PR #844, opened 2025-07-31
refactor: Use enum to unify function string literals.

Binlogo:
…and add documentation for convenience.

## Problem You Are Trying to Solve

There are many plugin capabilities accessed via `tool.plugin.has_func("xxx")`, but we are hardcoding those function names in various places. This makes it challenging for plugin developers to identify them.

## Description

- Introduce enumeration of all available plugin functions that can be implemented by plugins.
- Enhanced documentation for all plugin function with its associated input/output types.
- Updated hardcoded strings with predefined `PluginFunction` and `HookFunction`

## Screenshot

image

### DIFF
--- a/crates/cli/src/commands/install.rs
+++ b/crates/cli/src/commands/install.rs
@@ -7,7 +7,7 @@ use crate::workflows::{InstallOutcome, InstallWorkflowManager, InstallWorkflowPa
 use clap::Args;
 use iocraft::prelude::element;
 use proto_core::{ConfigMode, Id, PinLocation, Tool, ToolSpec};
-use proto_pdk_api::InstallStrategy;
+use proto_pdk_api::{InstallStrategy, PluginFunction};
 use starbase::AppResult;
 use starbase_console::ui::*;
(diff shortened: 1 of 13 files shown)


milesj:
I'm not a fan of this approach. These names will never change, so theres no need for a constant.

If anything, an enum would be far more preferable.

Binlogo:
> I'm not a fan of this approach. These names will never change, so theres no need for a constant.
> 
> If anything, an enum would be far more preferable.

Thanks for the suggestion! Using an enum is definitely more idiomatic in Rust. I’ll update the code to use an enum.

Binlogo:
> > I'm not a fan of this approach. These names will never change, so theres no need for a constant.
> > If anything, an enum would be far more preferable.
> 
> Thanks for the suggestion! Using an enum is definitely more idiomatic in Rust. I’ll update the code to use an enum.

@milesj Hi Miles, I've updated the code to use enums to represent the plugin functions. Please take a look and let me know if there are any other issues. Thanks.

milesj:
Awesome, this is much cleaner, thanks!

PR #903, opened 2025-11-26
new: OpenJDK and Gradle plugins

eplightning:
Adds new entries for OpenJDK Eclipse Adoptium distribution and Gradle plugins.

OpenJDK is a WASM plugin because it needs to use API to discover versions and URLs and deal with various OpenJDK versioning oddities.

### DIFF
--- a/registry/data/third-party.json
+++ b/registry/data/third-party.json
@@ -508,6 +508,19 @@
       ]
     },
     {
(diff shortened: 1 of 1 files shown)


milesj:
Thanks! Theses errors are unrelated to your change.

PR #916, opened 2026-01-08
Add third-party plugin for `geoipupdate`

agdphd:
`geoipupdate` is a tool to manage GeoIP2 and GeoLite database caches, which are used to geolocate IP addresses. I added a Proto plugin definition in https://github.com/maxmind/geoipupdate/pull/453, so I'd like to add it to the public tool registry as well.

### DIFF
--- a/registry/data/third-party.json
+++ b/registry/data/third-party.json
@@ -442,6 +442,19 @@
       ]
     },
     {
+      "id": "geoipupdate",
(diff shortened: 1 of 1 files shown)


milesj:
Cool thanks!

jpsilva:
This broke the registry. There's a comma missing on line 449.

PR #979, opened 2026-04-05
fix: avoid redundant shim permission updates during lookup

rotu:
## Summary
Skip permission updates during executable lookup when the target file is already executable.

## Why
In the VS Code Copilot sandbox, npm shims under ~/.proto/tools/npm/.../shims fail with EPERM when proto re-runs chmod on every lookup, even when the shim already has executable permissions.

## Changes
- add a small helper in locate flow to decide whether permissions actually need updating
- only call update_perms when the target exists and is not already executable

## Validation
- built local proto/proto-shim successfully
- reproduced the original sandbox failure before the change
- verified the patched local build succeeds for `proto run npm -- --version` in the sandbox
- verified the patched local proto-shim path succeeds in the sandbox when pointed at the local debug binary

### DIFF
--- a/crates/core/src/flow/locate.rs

The task: Please report, as a bare number, how many lines of the data contain the word "PluginFunction".

Response to this exercise: 2